Other Things To Note For Claim Deduction:

  1. A medical certificate is mandatory when one wishes to claim the deduction with respect to the mentioned disabilities from any Government Hospital. The document should certify the disability of the dependant and the person they are dependant on. The certificate needs to be renewed periodically.
  2. Individuals suffering from Autism, Cerebral Palsy or any multiple disabilities, would require form number 10-IA to be filled and submitted for them.
  3. There are also 2 formats other than the one mentioned earlier, for an individual who is suffering from any sort of severe mental illnesses and the rest of the disabilities.
  4. Individuals also have to submit a self declaration, signed and certifying the expenses incurred pertaining to the medical treatment which includes nursing, rehabilitation as well as training of the disabled dependant.
  5. It is not required to preserve the actual receipts for the disabled dependants expenses. But the actual receipts need to be submitted in case the claim deduction with respect of payment made to any insurer such as LIC, UTI and others for getting insurance plans or schemes for the maintenance of the disabled dependant.

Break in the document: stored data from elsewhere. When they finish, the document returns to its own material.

PR #622, opened 2017-11-02
add normal nonportable Ditto

oltolm:
This commit adds a normal nonportable version of Ditto. There are multiple problems with the portable version:

* when you update Ditto you lose your settings and the clipboard history
* after installation the portable version does not use the settings and clipboard history of the nonportable Ditto that I had installed

### DIFF
--- a/ditto.json
+++ b/ditto.json
@@ -3,15 +3,22 @@
     "extract_dir": "Ditto",
     "architecture": {
         "32bit": {
-            "url": "https://sourceforge.net/projects/ditto-cp/files/Ditto/3.21.185.0/DittoPortable_3_21_185_0.zip",
-            "hash": "f438a687365a4db7738576cbcea6def65912f420ad5b48e255b85e7a220609e5"
+            "url": "https://sourceforge.net/projects/ditto-cp/files/Ditto/3.21.185.0/DittoSetup_3_21_185_0.exe",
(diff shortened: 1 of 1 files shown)


oltolm:
Sorry, there was a type. Fixed now.

r15ch13:
I improved the ditto manifest with https://github.com/lukesampson/scoop-extras/commit/382d6bcaf984c584e276d698d57f757098dd81a4. Does this work for you?

oltolm:
OK I have now tried the improved version of ditto. It now persists data across updates. Thank you. That is great, but it still does not use the data of the installed version. I now have to manually copy that data to the nonstandard directory `scoop\persist`. And if I stop using scoop some day, I will have to copy it back.

I just do not understand why scoop uses a nonstandard directory for application data and only for some apps. Others use the standard app directories. I don't see any advantages and I see some disadvantages. But I won't insist on changing things. If my manifest is not acceptable, I will create my own public bucket with nonportable apps.

oltolm:
Are you going to accept this pull request or do you want a separate bucket for normal apps that work with with standard application directories and allow the users to keep their application data?

r15ch13:
Let's merge these changes to the normal `ditto.json`. Those electron apps like slack/whatsapp/rambox and so on all use `%APPDATA%` for their settings. So why not let ditto use it's default settings path.

oltolm:
Great, I updated the pull request. I renamed `ditto-normal.json` to `ditto.json`.

PR #629, opened 2017-11-09
Added dbeaver and foxit-reader

ecornely:
Hello,

I was missing these two tools and plan on adding others that I'll need.

Let me know if I'm doing it correctly.

Kr,

Eric


rasa:
We're getting the error `The following files do not end with a newline` for both files

r15ch13:
Made some improvements. (Tests fail because of slack/gitkraken/whatsapp manifests being malformed. Fixed in another commit)

PR #650, opened 2017-11-17
add ImgBurn 2.5.8

oltolm:
ImgBurn is a lightweight CD / DVD / HD DVD / Blu-ray burning application.

### DIFF
--- a/imgburn.json
+++ b/imgburn.json
@@ -1,0 +1,20 @@
+{
+    "homepage": "http://www.imgburn.com/",
+    "url": "http://download.imgburn.com/SetupImgBurn_2.5.8.0.exe#/dl.7z",
+    "version": "2.5.8.0",
+    "hash": "49aa06eaffe431f05687109fee25f66781abbe1108f3f8ca78c79bdec8753420",
+    "bin": "ImgBurn.exe",
+    "shortcuts": [
+        [
+            "ImgBurn.exe",
+            "ImgBurn"
+        ]
+    ],
+    "checkver": {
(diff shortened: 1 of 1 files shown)


brandon93s:
Looks like the file hashes are also available on the download page. Could extract those instead of downloading to compute the hash.

r15ch13:
The official setup contains AdWare or something. (See [Virustotal](https://www.virustotal.com/#/file/d7dea2819edc77bc44db637cd324e61942b54930cb3034f8f1a417b7dd27b514/detection))
All other download mirrors use URLs with time-based tokens.

I recommend https://etcher.io/
Will add it right now.

oltolm:
>The official setup contains AdWare or something. (See Virustotal)

Does it matter? We are not executing the installer, just unpacking it.

r15ch13:
The download will get interrupted by any AV listed it as bad on VirusTotal (I have ESET NOD32 installed)

oltolm:
I don't think that etcher offers the same functionality. It can't burn images to DVD for example. I'm still in favor of adding imgburn. Not everyone runs an AV that will block it.

r15ch13:
Copied the clean setup from the mirrors to my public keybase.  I removed the `checkver` and `autoupdate` properties since ImgBurn doesn't get updates anymore.
Etcher does is for burning images to USB. That's something completely different. My bad 😁

oltolm:
Thank you, please push to https://github.com/lukesampson/scoop-extras.

PR #652, opened 2017-11-18
Add PyPy manifest to extras bucket

jfmherokiller:


r15ch13:
Wouldn't it better to name it `pypy2.json`? Just in case `pypy3` for windows gets released. Also the zip file itself is called `pypy2` :smile:

Can you add the `hash` property to extract the checksum from the download page?
```json
    "autoupdate": {
        "url": "https://bitbucket.org/pypy/pypy/downloads/pypy2-v$version-win32.zip",
        "extract_dir": "pypy2-v$version-win32",
        "hash": {
            "url": "https://pypy.org/download.html"
        }
    }
```

jfmherokiller:
yes you are probably right i just thought naming it pypy would follow the convention used for python

r15ch13:
The build-in [regex ](https://github.com/lukesampson/scoop/blob/master/lib/autoupdate.ps1#L58) works fine because they include the checksums as standard `sha256sum` output format. :smile:

jfmherokiller:
Fixed and i just noticed in the commit i did before applying your suggestion i didnt even have the hash object so regardless of if i had the regex correct it would not have been applied.

r15ch13:
The `mode` property can be omitted because it's the default.

PR #1222, opened 2018-09-12
Eclipse 2018-09 release

se35710:
Removes the need for a [version converter](https://github.com/se35710/scoop-eclipse/blob/master/versions.txt), since version numbers are now numbers and not names.


se35710:
2018-09 was released, so I have updated the manifests. including minor filename issue (R is not in the filename anymore), and ran a `checkver -u` before commit and push.

Ready to be merged now.

r15ch13:
Just wanted to ask if `eclipse-automotive` and `eclipse-android` are discontinued?
What is the reason for deleting `checkver` and `autoupdate`?

se35710:
@r15ch13 I think so, they were incubator projects that never became "real" projects.

r15ch13:
Okay 👍

PR #1223, opened 2018-09-12
Add Gogs - A painless self-hosted Git service

se35710:


gogs.json
```diff
@@ -0,0 +1,60 @@
...
+            "[database]",
+            "DB_TYPE  = sqlite3",
+            "PATH     = $persist_dir\\data\\gogs.db",
+            "",
+            "[repository]",
+            "ROOT = $persist_dir\\repositories",
+            "",
+            "[log]",
+            "ROOT_PATH = $persist_dir\\log",
+            "\"@ | % {$_ -replace \"\\\\\",\"/\"} | out-file -en oem $dir\\custom\\conf\\app.ini }"
```
Ash258: You could go with more readable `-replace '\\\\', '/'`.
No quotes in app.ini around $dir and $persist_dir?? What about paths with spaces?

r15ch13: It can also be a bit more compact like [`gitea.json`](https://github.com/lukesampson/scoop-extras/blob/master/gitea.json)

r15ch13: @Ash258 gitea works without quotes. Since gitea is a fork of gogs, my guess is that it works too.

image

se35710: Missed the $dir quotes, thanks. But I can not find any $persist_dir quotes missing, or do you mean inside the .ini file?

Anyway, replaced the install script with the one from [`gitea.json`](https://github.com/lukesampson/scoop-extras/blob/master/gitea.json). I kept the `persist` in the manifest though, so you can run gogs without the -c.

PR #1233, opened 2018-09-16
Fix extract_dir for auto updates

xeijin:
extract_dir was at the root level rather than inside the respective architecture elements, and was therefore not being updated to the correct value upon a checkver update, preventing the installation from completing successfully


Ash258:
Its same for both architectures == Irrelevant to make it both.

Just make it: 

```json
"extract_dir": "knime_3.6.1",
"autoupdate":{
    "architecture" {
         ....
    }
    "extract_dir": "knime_$version"
```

Where can you avail a Medical Certificate for the Disabled Dependant?

According to the income tax laws the following people can help you get a medical certificate to claim ta deductions under section 80DD:

  • A neurologist with a Doctor of Medicine (MD) degree in Neurology or a Pediatric Neurologist with a similar degree for children.
  • A Civil Surgeon or a Chief Medical Officer (CMO) of any government hospital.

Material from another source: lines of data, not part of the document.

PR #1241, opened 2018-09-18
Fix libreoffice fresh.

medoni:
version urls has changed.

also changed checkver regex. there is a libreoffice-6.1.1.2.tar.xz but no corresponding 6.1.1.2.msi file

### DIFF
--- a/libreoffice-fresh.json
+++ b/libreoffice-fresh.json
@@ -1,14 +1,14 @@
 {
     "homepage": "https://libreoffice.org/",
     "license": "MPL-2.0",
-    "version": "6.1.1.2",
+    "version": "6.1.1",
     "architecture": {
         "64bit": {
-            "url": "https://downloadarchive.documentfoundation.org/libreoffice/old/6.1.1.2/win/x86_64/LibreOffice_6.1.1.2_Win_x64.msi",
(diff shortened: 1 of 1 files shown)


r15ch13:
The old URL and `checkver` are still working. Why the change?

medoni:
yesterday these urls didn't work here in cologne. now it works.

medoni:
scoop doesn't follow http 302 (temporary moved) links.
here is the output of scoop update libreoffice-fresh
```
Updating 'libreoffice-fresh' (6.1.1 -> 6.1.1.2)
Uninstalling 'libreoffice-fresh' (6.1.1)
Unlinking ~\scoop\apps\libreoffice-fresh\current
Installing 'libreoffice-fresh' (6.1.1.2) [64bit]
The remote server returned an error: (302) Found.
URL https://downloadarchive.documentfoundation.org/libreoffice/old/6.1.1.2/win/x86_64/LibreOffice_6.1.1.2_Win_x64.msi is not valid
```

r15ch13:
Ah, they redirect from HTTPS to HTTP. PowerShell 6 doesn't like that. 😁
Changing the URLs to HTTP should be enough.

PR #1249, opened 2018-09-19
Add eclipse-mat version 1.8.0.20180604

TheCjw:


eclipse-mat.json
```diff
@@ -0,0 +1,37 @@
...
+        ]
+    ],
+    "checkver": {
+        "url": "https://www.eclipse.org/mat/downloads.php",
+        "re": "MemoryAnalyzer-([\\d.]+)-win32"
+    },
+    "autoupdate": {
+        "architecture": {
+            "64bit": {
+                "url": "http://download.eclipse.org/mat/1.8/rcp/MemoryAnalyzer-$version-win32.win32.x86_64.zip"
```
Ash258: That 1.8 inside URL is changing with Version? 
I suggest to use `$majorVersion.$minorVersion/rcp`

TheCjw:
@Ash258 FIXED.

TheCjw:
@se35710 Great suggestions!

Ash258:
Could be hash universal like:
```json
"architecture":{
},
"hash": {
    "url": "https://www.eclipse.org/downloads/sums.php?file=/mat/$majorVersion.$minorVersion/rcp/$basename&type=sha512",
    "find": "([a-fA-F0-9]{128})"
}
```

se35710:
@Ash258 There is an issue with `$basename`, it will use download.php as the filename, so the match will fail.

@TheCjw You don't need to add `#/dl.7z`, scoop will handle the extraction anyway.

TheCjw:
@se35710 `#/dl.7z` has been removed.

PR #1250, opened 2018-09-20
Add watchman-nightly.json

jas99:


Ash258:
Missing Hash, license, description, ...

This should be more complex using checkver as github facebook/watchmen and some URL sticking using $matchVars to get proper version URL.

or

make it nightly.

PR #1271, opened 2018-09-25
Add steamcmd

Lomeli12:


vaguiners:
fix this pls

r15ch13:
Made some improvements:
- ut now downloads the newest steamcmd instead of the old bootstrapper
- persist appcache, config, steamapps and userdata
- added autoupdate and checkver

vaguiners:
This could be added to "scoop" repo since steamcmd is cmd only?

PR #1291, opened 2018-09-30
Add lightbulb@1.6.4

Melvinkooi:
LightBulb is an opensource alternative to f.lux. It's a bit more customizable than f.lux and should also be more "gaming-friendly" as the author of the program explains it here: https://old.reddit.com/r/osugame/comments/5rpq1q/lightbulb_gamingfriendly_flux_alternative/

The app manifest is based on the portable version of the progam. I've added notes that the program needs .Net framework, Run a registry key if changing the gamma doesnt work correctly (the readme file advises to run it at least once) and that you need to run the bat file inside the folder of the program to enable portable mode, which the created shortcut already does.

I'm not sure if the notes can be shorter or anything can be removed from it. Otherwise the app manifest works perfectly for me. It also allows to install older versions of the program.

Please leave feedback if necessary.

### DIFF
--- a/lightbulb.json
+++ b/lightbulb.json
@@ -14,17 +14,22 @@
     "url": "https://github.com/Tyrrrz/LightBulb/releases/download/1.6.4/LightBulb-Portable.zip",
     "hash": "847053924ab64a872e01d70070d2a6ece816fe0e276003038ba9148c69d9896c",
     "pre_install": [
-        "   #Create placeholder file",
+        "#Create placeholder file",
         "function CreateFile([String] $file, [String] $content = $null) {",
         "    if(!(Test-Path \"$persist_dir\\$file\")) {",
-        "        Write-Host \"Create placeholder for shadowsocksr-csharp: $file\"",
+        "        Write-Host \"Create placeholder for $file\"",
         "        New-Item -Force -Path \"$persist_dir\\$file\" -ItemType file -Value $content | Out-Null",
         "    }",
         "}",
         "CreateFile 'Configuration.dat' '{}'"
     ],
     "persist": "Configuration.dat",
-    "bin": "LightBulb.exe",
+    "bin": [
+        [
+            "LightBulb_Portable.bat",
+            "LightBulb"
+        ]
+    ],
     "shortcuts": [
         [
             "LightBulb_Portable.bat",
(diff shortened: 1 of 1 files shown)


Ash258:
Change notes into multi string array (One sentence one string), also bins, persist, could be only String

Melvinkooi:
Updated the app manifest with the changes you've suggested. Any more feedback before a possible merge?

lightbulb.json
```diff
@@ -0,0 +1,40 @@
...
+        "function CreateFile([String] $file, [String] $content = $null) {",
+        "    if(!(Test-Path \"$persist_dir\\$file\")) {",
+        "        Write-Host \"Create placeholder for shadowsocksr-csharp: $file\"",
+        "        New-Item -Force -Path \"$persist_dir\\$file\" -ItemType file -Value $content | Out-Null",
+        "    }",
+        "}",
+        "CreateFile 'Configuration.dat' '{}'"
+    ],
+    "persist": "Configuration.dat",
+    "bin": "LightBulb.exe",
```
r15ch13: Wouldn't it be better to use the `LightBulb_Portable.bat`?
```
"bin": [
    [
      "LightBulb_Portable.bat"
      "LightBulb"
    ]
]
```

Melvinkooi: It was my intention at first, but i changed to to the exe file if you want to do something in the command line. Changed it back with your code suggestion.

lightbulb.json
```diff
@@ -0,0 +1,40 @@
...
+        "If the gamma doesn't change under 6600K, run the Manual_Gamma_Registry_Fix.reg registry key in the program's directory (scoop/apps/lightbulb/current).",
+        "Don't run LightBulb.exe when you're in that folder. Use the file LightBulb_Portable.bat or the created shortcut to run this program."
+    ],
+    "url": "https://github.com/Tyrrrz/LightBulb/releases/download/1.6.4/LightBulb-Portable.zip",
+    "hash": "847053924ab64a872e01d70070d2a6ece816fe0e276003038ba9148c69d9896c",
+    "pre_install": [
+        "   #Create placeholder file",
+        "function CreateFile([String] $file, [String] $content = $null) {",
+        "    if(!(Test-Path \"$persist_dir\\$file\")) {",
+        "        Write-Host \"Create placeholder for shadowsocksr-csharp: $file\"",
```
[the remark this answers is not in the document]
Melvinkooi: Done. Didn't noticed that.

Tax Deduction Under Section 80DD For Disabled Dependants

Before going forward it is essential to understand that in the case that a disabled dependant dies before the taxed individual he or she will be taxed for the premium amount paid in that year, since this would be treated as the survivor’s income for that year and hence be completely taxable.

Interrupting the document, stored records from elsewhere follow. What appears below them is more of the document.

PR #1308, opened 2018-10-08
Create datagrip.json

lllvantis:
Can you please adde JetBrains DataGrip?


r15ch13:
It's recommended to use the [JetBrains Toolbox](https://github.com/lukesampson/scoop/blob/master/bucket/jetbrains-toolbox.json)

PR #1309, opened 2018-10-08
Add jitsi-meet-electron.json

jas99:
Hey guys,

What do you recommend for auto updating hash, when the publisher is not publishing one. 

Thx

### DIFF
--- a/jitsi-meet-electron.json
+++ b/jitsi-meet-electron.json
@@ -1,0 +1,18 @@
+﻿{
+    "version": "1.1.0",
+    "license": "Apache License 2.0",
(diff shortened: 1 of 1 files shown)


r15ch13:
Scoop will download the file and calculates it itself. No problem 😄

jas99:
@r15ch13 
Thx for your help. 
I fixed mentioned corrections.

Additional question:
Author using prefix v before version tag
```
 "autoupdate": {
        "url": "https://github.com/jitsi/jitsi-meet-electron/releases/download/v$version/jitsi-meet.exe"
    }
```
So my $version (returned by checkver set to github) will be with or without v prefix?

Plus I guess we should not include v prefix in version of manifest.

Thx

r15ch13:
Correct, the `v` prefix should only be in the update URL.

PR #1322, opened 2018-10-15
gpu-z: Update to version 2.12.0

ustsv:
update to version 2.12.0
correct dot in checkver re
add bin


r15ch13:
It updated to 2.13.0 just recently https://github.com/lukesampson/scoop-extras/commit/08328eae33553403000c8be21ab6eade1fd29a61
What was the issue with the version?

Adding the `bin` property is a good idea. 👍

ustsv:
TechPowerUp GPU-Z v2.11.0  ok
TechPowerUp GPU-Z v.2.12.0 add dot after v => checkver .2.12.0, download error
TechPowerUp GPU-Z v2.13.0  ok
Regexp correct in all cases

PR #6869, opened 2021-09-17
fix picgo

huangnauh:


Ash258:
By default it will be in chinese. Does not make sense to update to this version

  • The income tax deduction which is allowed, under section 80DD is Rs. 50,000 for what is defined earlier as disabled dependant (40% and over disability) This limit went upto Rs. 75,000 since 2016.
  • The income tax deduction which is allowed, under section 80DD is Rs. 50,000 for what is defined earlier as severely disabled dependant (80% and over disability) This limit went upto Rs. 1,25,000 since 2016.
  • Deduction is not dependant on the amount of expenses incurred regardless the real expenses disabled dependent relative is lesser than amount mentioned above, the tax assessed will be eligible for the full deduction.

Conditions for Tax Deduction under 80DD:

  • People need to produce a hard copy of the medical certificate stating disability as issued by the central or state government medical board to make the deduction claim.
  • The insurance plan should be in the tax assessor’s name and also must be a life insurance policy and not a health insurance policy. It could also pay annuity or simple lump sum amount as death benefit for the disabled dependent in the case of your untimely death.
  • In case the disabled dependent dies earlier than the taxed, the policy amount is returned to him or her and hence would be treated as income and hence taxed for income.